Short-circuits can't occur, N2 doesn't conduct.)
Although why he used nitrogen and not dry ice, which is cheaper, easier to handle, and probably
better for these purposes, beats me.
homemade nitrogen cooling system overclocked a P4 from 2.2Ghz to an incredible 3.5ghz.
Quick tip on "overclocking" from Ghz (Gigahertz) to ghz (gravity hertz): Throw your machine out the window. To get to decent speeds, you'll want to be at least on the 4th floor or above.
(Alternate tip: to perceptively increase GHz, throw the Windows out of your machine)
Can you really say that its the consumer who will win when no consumer programs require much processing power over a P2 400 or so?
I mean, it's nice that intel and AMD can make such fast processors, but where's the bottleneck on overall performance nowadays? I'm willing to bet it's not in the chip.
I think we've reached a point in personal computing where the software is years behind the hardware. Only in the fields of gaming or professional rendering do we need such high performance machines.
My friend's parents recently purchased a 1.5 Ghz Pentium 4 for day to day bookkeeping!
Son, do we need to remind you exactly how little power one needs to factor primes?
I Can't Believe It's A Law Firm, LLP does not necessarily endorse the contents of this message.

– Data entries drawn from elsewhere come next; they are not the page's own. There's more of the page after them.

PR #2237, opened 2025-06-16
Cache all Fonts in ScalingSWTFontRegistry on creation

arunjose696:
Previously, system fonts were not cached during their creation in ScalingSWTFontRegistry. This change ensures that  system fonts, are now cached in fontsKeyMap

### DIFF
--- a/bundles/org.eclipse.swt/Eclipse SWT/win32/org/eclipse/swt/internal/ScalingSWTFontRegistry.java
+++ b/bundles/org.eclipse.swt/Eclipse SWT/win32/org/eclipse/swt/internal/ScalingSWTFontRegistry.java
@@ -44,7 +44,9 @@ final class ScalingSWTFontRegistry implements SWTFontRegistry {
 
 		private Font createAndCacheFont(int zoom) {
 			Font newFont = createFont(zoom);
-			customFontHandlesKeyMap.put(Font.win32_getHandle(newFont), this);
+			FontData clonedFontData = new FontData(newFont.getFontData()[0]);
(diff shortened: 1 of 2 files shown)


bundles/org.eclipse.swt/Eclipse SWT/win32/org/eclipse/swt/internal/ScalingSWTFontRegistry.java
```diff
@@ -44,7 +44,9 @@ private Font getScaledFont(int zoom) {
 
 		private Font createAndCacheFont(int zoom) {
 			Font newFont = createFont(zoom);
-			customFontHandlesKeyMap.put(Font.win32_getHandle(newFont), this);
+			FontData clonedFontData = new FontData(newFont.getFontData()[0].toString());
```
HeikoKlare: You may adapt this to the new copy constructor since https://github.com/eclipse-platform/eclipse.platform.swt/pull/2128 is merged now.

HeikoKlare (commented):
Overall, the change looks fine to me. The FontData copy can now be improved with the just added copy constructor.

Still I would like to have @akoch-yatta have another at look at this change as it affects quite central, crucial code.

HeikoKlare:
Taking another look, I understood again that this is really only about adding the system font to the cache based on font data.
I tested around with the change, also at different zooms. Since it affects the system font, issues with it should be easily perceivable.

Thus I merge this to proceed with the work based on top of it. Still would be nice if you can double-check once you are back, @akoch-yatta.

As an aside, I bought a game ages ago that must have been written for a 386/486 and ran it on my P233 (as it was at the time). The game was unplayable because of the speed. I dread to think how it would run on my Athlon 1800+XP... *shudder*
I think these guys are getting dangerously close to cause irreparable harm to the universe as discussed here.
I only post comments when someone on the internet is wrong.

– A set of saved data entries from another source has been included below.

PR #147, opened 2021-06-30
Setting height and width on Avatar

mfrachet:
Add height and width HTML attribute on Avatar in order to reduce CLS

https://www.smashingmagazine.com/2020/03/setting-height-width-images-important-again/


HichamELBSI (approved):
LGTM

Pretty much all you have to do to set overclocking records in Finland is put a jacket on and open a window.
That's what the "Turbo" button on the front of your case is for.
You do have a Turbo button, right...
--
Evan "What else has disappeared from PCs that I never noticed?" E.
"$30 for the One True Ring. $10 each additional ring!" -- JRR "Bob" Tolkien
Why don't you guys ever have any articles on underclocking? Are underclockers really that bad? What are some of the advantages of underclocking?
- Underclock a 2.0GHz to 1.0Ghz, and you can throw away your CPU fan.
- Underclock to 500MHz and you can get rid of your case fan.
- Underclock to 4.77Mhz and you can run older versions of Fligh Simulator.
- Underclock to 4.0 MHz and you can pretend you are running a Z80.
- Underclock too 100KHz and you can actually watch your instructions exeecute.